I visited him around 5 times during my short trip home on vacations. It was short. And we did not talk much.
But the news came as a shock to me, me being a sad and tiring girls turns into a more desperate and pessimistic girl. Good luck there in heaven, an untimely death of a gentle and friendly and hard-working and overall, a nice guy. We will miss you a lot.
All in my head is the worst-case scenario. Okay that’s the peak of sadness in me.
Well I did not think she would take offence at my joking. I meant no harm. Another lesson since the time Minh broke up with his girlfriend. I am so sorry. I meant nothing. We both got our own thinking.
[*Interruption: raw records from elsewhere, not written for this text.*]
PR #23669, opened 2022-01-06
games simulation/simutrans: Version bump 123.0.1

tastytea:
- Switched to upstream versioning (no idea why we prefixed it with 0)
- All PakSets but the default one are now in
  games-simulation/simutrans-paksets to make updating them without
  recompiling simutrans possible


tastytea:
Please don't merge until <https://bugs.gentoo.org/830664> is resolved.

juippis (commented):
Has this PR been updated according to the bug? Looks like it is. 

I'm not a fan of these USE flags here but they seem reasonable enough to keep. 

Let me know is this ready?

tastytea:
I removed the pak64.japan pakset with the unusual license because the legal situation is still not clear.

@juippis It is ready now.

juippis (approved):
Looks good but before merging, can you say if this is worrysome or not:
```
# simutrans
dr_fatal_notify: ERROR: Failed to initialize backend.
```
Also getting
```
./configure: line 5531: svn: command not found
```
for simutrans-123.0.1

tastytea:
> ```
> # simutrans
> dr_fatal_notify: ERROR: Failed to initialize backend.
> ```

Is that in a test environment? That's likely because no X server / wayland compositor is installed. I figured that everyone wanting to play this game has one of the two installed, and most other SDL games seem to handle it the same.

> Also getting
> 
> ```
> ./configure: line 5531: svn: command not found
> ```

That's expected. `svn` is used to get the revision (for online gaming), which wouldn't work of course. I [set that manually](https://github.com/gentoo/gentoo/pull/23669/files#diff-0ac147257ffb2711dfd0856447bb0e9cf6de8a716dbcfc3bad23d14ebce5c1abR11) instead

juippis:
> Is that in a test environment? That's likely because no X server / wayland compositor is installed. I figured that everyone wanting to play this game has one of the two installed, and most other SDL games seem to handle it the same.

Figures.

> 
> > Also getting
> > ```
> > ./configure: line 5531: svn: command not found
> > ```
> 
> That's expected. `svn` is used to get the revision (for online gaming), which wouldn't work of course. I [set that manually](https://github.com/gentoo/gentoo/pull/23669/files#diff-0ac147257ffb2711dfd0856447bb0e9cf6de8a716dbcfc3bad23d14ebce5c1abR11) instead

The main worry is just that will the outcome change if you do/don't have svn installed? Maybe something to be patched out, if found to be problematic. 

Thanks!

tastytea:
> The main worry is just that will the outcome change if you do/don't have svn installed? Maybe something to be patched out, if found to be problematic.

As far as I can see, the build system first tests if it is in a svn repo before it tries to do anything with it. Should be fine.

PR #23671, opened 2022-01-06
profiles/features/musl: mask dev-db/oracle-instantclient

fedeliallalinea:
Closes: https://bugs.gentoo.org/830659


thesamesam:
We should mask any use flags which drag this in too

thesamesam:
Thanks! Note that mask entries should go to the top of the files, not the bottom, but I'll do that on merge.

PR #23674, opened 2022-01-06
net-libs/libmicrohttpd: fixed missing multilib dep

Karlson2k:
Closes: https://bugs.gentoo.org/830555


blueness:
Thanks for catching this.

And you know what? I hate conflict and cannot bear silence.
And again, in the depths of despair, I found no one to share my story. Not that they are bad, but I am. I enjoy basking in loneliness and despair just to find out how weak I am, how hard I am pretending to be strong.
Where is all the positive affirmations I have just learnt from NoShy’s training. Seems worthless now, sorry my dear teacher.
I just want to say sorry to my dear roommates, and all I could do I did try. In horoscopes, we are not meant to be good friends. And should I move out? Do you still see me being positive now?
And then the fact that my best friends saw my messages instead of replying to it, once again, implies that they take me for granted. Some girls just act upon their mood, and I have too little patience.
I will joke less now, or am I just being too sensitive. Hey, we are not best friends yet? So lonely inside while around campus, everyone is with their group.
Well, I did have my own club, thank you members for coming. Your very presence meant a lot, and you all wanted a unique style for our club, alright! That’s a lot for me.
Human interaction is inevitable, but too much of it is detrimental to health of INFJ or Aquarius, right.
Always trying to be serious while daydreaming and illusioning
Always trying to smile while broken inside.
But I am still me, and sorry my roommates, I hate the word “artificial”, too.
It is just, a slip of mouth, and seems like too much for you to take.
Hate me, punch me, slap me or something. Silence is my habitat, but intentional silence is something that kills me inside.
Can’t focus on something positive or brighter.
My life is a mess.
How can I be positive while I have 4 slots tomorrow with a contest coming and no idea in my head.
Lonely and homesick deep inside, no one can share!
It is me, being me, okay fine!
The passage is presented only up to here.